- _EXERCISE PROMPT_: Within the entries below, every line containing "spigotmc" is to be copied.

- _RECORDS SHOWN_:
Issue #7707, opened 2022-04-07
Add a way to change what drops from an Arrow entity


u9g:
### Is your feature request related to a problem?

I'd like to make custom arrows, so I need to be able to change what the item is when picking them up.

### Describe the solution you'd like.

```java
((Arrow) entity).setItemStack()
```

### Describe alternatives you've considered.

I have literally no idea

Xemorr:
Couldn't you use this event: https://hub.spigotmc.org/javadocs/spigot/org/bukkit/event/player/PlayerPickupArrowEvent.html
and then give the player the item you want to give them.

u9g:
> Couldn't you use this event: https://hub.spigotmc.org/javadocs/spigot/org/bukkit/event/player/PlayerPickupArrowEvent.html
> and then give the player the item you want to give them.

Yes I realized this later, but then you have to add a way to identify the arrow that the player threw so you can listen for that same arrow later, rather than just adding a setter so you can just easily add what the arrow drops when spawning the arrow.

Xemorr:
Yeah it wouldn't be too hard to track you can just use PersistentData but you're right that would be the more elegant solution if it's just not being exposed by the API.

Machine-Maker:
@u9g can you listen to PlayerPickupArrowEvent and change the itemstack there? it just seems odd to add a whole separate field for pickup item.

PR #7715, opened 2022-04-08
Allow for setting the Pickup Item of an Arrow

tl0x:
The feature proposed in issue [#7707](https://github.com/PaperMC/Paper/issues/7707).


HexedHero:
Should this extend to other projectiles that can be picked up like Tridents and any future ones?

patches/api/0378-allow-setting-of-arrowpickup.patch
```diff
@@ -0,0 +1,30 @@
...
+
+diff --git a/src/main/java/org/bukkit/entity/Arrow.java b/src/main/java/org/bukkit/entity/Arrow.java
+index 8814519df13c5e9475774f4bce4c8c6a462c2978..7f80a6d1a0f1f2d1889062a1f451e311bdc92e1a 100644
+--- a/src/main/java/org/bukkit/entity/Arrow.java
++++ b/src/main/java/org/bukkit/entity/Arrow.java
+@@ -2,6 +2,7 @@ package org.bukkit.entity;
+ 
+ import java.util.List;
+ import org.bukkit.Color;
++import org.bukkit.inventory.ItemStack;
```
Machine-Maker, line 15: Inline this import

patches/api/0378-allow-setting-of-arrowpickup.patch
```diff
@@ -0,0 +1,30 @@
...
+@@ -94,4 +95,11 @@ public interface Arrow extends AbstractArrow {
+      * in a state with no Custom Effects and PotionType.UNCRAFTABLE
+      */
+     void clearCustomEffects();
++
++    /**
++     * Sets the ItemStack given when the arrow is picked up.
++     *
++     * @param itemStack
++     */
```
Machine-Maker, line 28: I would make some mention that this isn't persisted across entity unload/loads. aka its not saved.

patches/server/0891-allow-setting-of-arrowpickup.patch
```diff
@@ -0,0 +1,63 @@
...
+
+diff --git a/src/main/java/net/minecraft/world/entity/projectile/AbstractArrow.java b/src/main/java/net/minecraft/world/entity/projectile/AbstractArrow.java
+index 53d0024daf6963ac4dab575666b0d6a74a39a958..00fd2849e4dd31b506645dbb9bd7128a453ac638 100644
+--- a/src/main/java/net/minecraft/world/entity/projectile/AbstractArrow.java
++++ b/src/main/java/net/minecraft/world/entity/projectile/AbstractArrow.java
+@@ -603,6 +603,8 @@ public abstract class AbstractArrow extends Projectile {
+ 
+     public abstract ItemStack getPickupItem();
+ 
++    public abstract void setPickupItem(ItemStack stack);
```
Machine-Maker, line 15: I think the field should be here on AbstractArrow and then you can have a pickup item override for all things that extend AbstractArrow.

Machine-Maker (changes requested):
You've got two server patches. You can do `git commit --amend` in `Paper-Server` to add changes to the last commit. 


Does this compile? I don't see the setPickupItem method implemented on ThrownTrident.

patches/api/0378-allow-setting-of-arrowpickup.patch
u9g: why not save the itemstack as bytes in it’s pdc?

PR #7719, opened 2022-04-09
Correct javadocs on PlayerArmorStandManipulateEvent

Machine-Maker:
In this case, the javadocs are wrong, and the nullability annotations correct. The term `null` shouldn't be used here, but `air` instead. At first I thought `empty` would be best, but since there isn't actually an `isEmpty` method on ItemStack, I figured saying air would make more sense in the context of the API


Owen1212055 (approved):

Machine-Maker:
Rebased for 1.19

electronicboy (approved):

PR #7558, opened 2022-03-07
Properly create profiles with custom name/uuid

lynxplay:
Ensure that the server properly creates custom player profiles if either
the uuid or name match an online player. Previously the server would
directly shortcut to the players profile if either their uuid or name
matched, ignoring differences in the respective alternative identifier
like a custom name or a different uuid.

To keep the previous functionality, the method does populate the profile
with the online players properties if either the uuid or name match.

Resolves: #7557

PR #7723, opened 2022-04-10
Revert to old createProfile(UUID, String) logic

### LINKED ISSUE #7700: New profile creation logic breaks the plugins
### Expected behavior

Recently merged [pull request](https://github.com/PaperMC/Paper/pull/7558) that alters the profile creation has broken the UUID generation in offline mode, for example in WorldGuard. I couldn't investigate it much as WorldGuard is quite a big plugin, but I guess the problem is that it tries to get the UUID from the lowercase nickname - before the fix it was the same as the real one, now it differs.

I agree that it definitely shouldn't be so and this is a plugin issue, I [reported](https://github.com/EngineHub/WorldGuard/issues/1896) it to WorldGuard, but my previous issue was closed just for being related to offline mode, so it's very likely the maintainer will close this one too.

Hence, maybe some compatibility workaround should be implemented?

### Observed/Actual behavior

Absolutely different offline UUIDs are generated for some plugins

### Steps/models to reproduce

Using Paper >= 263

### Plugin and Datapack List

`Plugins (17): AuthMe, Chunky, CoreProtect, Essentials, EssentialsChat, EssentialsSpawn, Harbor, LuckPerms, MoneyFromMobs, NoCheatPlus, ProtocolLib, SafeTrade, SkinsRestorer, Vault, WorldBorder, WorldEdit, WorldGuard`

`There are no more data packs available`

### Paper version

```
This server is running Paper version git-Paper-274 (MC: 1.18.2) (Implementing API version 1.18.2-R0.1-SNAPSHOT) (Git: 04c7b16)
You are 3 version(s) behind
Previous version: git-Paper-271 (MC: 1.18.2)
```

### Other

_No response_

lynxplay:
The recent change to the createProfile method set, which allowed plugins
to properly create profiles with differing names/uuids for players
currently on the server broke an implicit method contract for plugins
providing the lowercased version of a player name to the method.

Previously, the returned profile would simply be pulled from an online
player with the same name (when compared case-insensitively), however
the previously mentioned fix to the creation logic currently returns
a profile with the lowercased name instead.

To not break plugins that relied on this specific internal logic, the
ability to create pre-filled profiles with different names or uuids for
players that are currently online is moved by this commit to a new
method called createProfileExact, which simply mirrors the current
createProfile logic.

The createProfile logic is hence returned to its old functionality, once
again allowing plugins to grab an online players profile from their
lowercased name.

See: #7558
Resolves: #7700

-------------------------------------------------------------------------

Potential points of discussions:

This PR actively brings back (in my opinion) unwanted behaviour to the `createProfile` method. While I see the use of the logic in said method, I am uncertain whether moving the (in my opinion) correct logic to a new method like `createProfileExact` is the way to go here or if we should move the old logic into a new method. Both sides have their benefits, however the patch currently introduces a new method as not break plugins that relied on the lowercase hack.

### DIFF
--- a/patches/api/0058-Basic-PlayerProfile-API.patch
+++ b/patches/api/0058-Basic-PlayerProfile-API.patch
@@ -289,10 +289,10 @@ index 0000000000000000000000000000000000000000..7b3b6ef533d32169fbeca389bd61cfc6
 +    }
 +}
 diff --git a/src/main/java/org/bukkit/Bukkit.java b/src/main/java/org/bukkit/Bukkit.java
-index ece84330d2700db8708d2ae2ab7badf4acb428a8..621420d35378e0038c33892c185216894912f023 100644
+index ece84330d2700db8708d2ae2ab7badf4acb428a8..90c875ad60e473c3ec25f209933d48615d0fd6c0 100644
 --- a/src/main/java/org/bukkit/Bukkit.java
 +++ b/src/main/java/org/bukkit/Bukkit.java
-@@ -2092,6 +2092,50 @@ public final class Bukkit {
+@@ -2092,6 +2092,83 @@ public final class Bukkit {
      public static boolean suggestPlayerNamesWhenNullTabCompletions() {
          return server.suggestPlayerNamesWhenNullTabCompletions();
      }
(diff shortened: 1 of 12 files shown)


electronicboy (approved):

molor:
Merge that please, I and my server team also affected by the lowercase issue :c

r4nx:
So is anyone against? Me and, I guess, other people who liked the PR would be thankful if it could be merged

And thanks for your work guys, I'm very surprised that you not only not refused the issue, but provided the fix. That deserves respect.

electronicboy:
the PR needs rebasing

lynxplay:
Rebased onto latest 👍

- _REPLY TO THE TASK_:
Couldn't you use this event: https://hub.spigotmc.org/javadocs/spigot/org/bukkit/event/player/PlayerPickupArrowEvent.html
> Couldn't you use this event: https://hub.spigotmc.org/javadocs/spigot/org/bukkit/event/player/PlayerPickupArrowEvent.html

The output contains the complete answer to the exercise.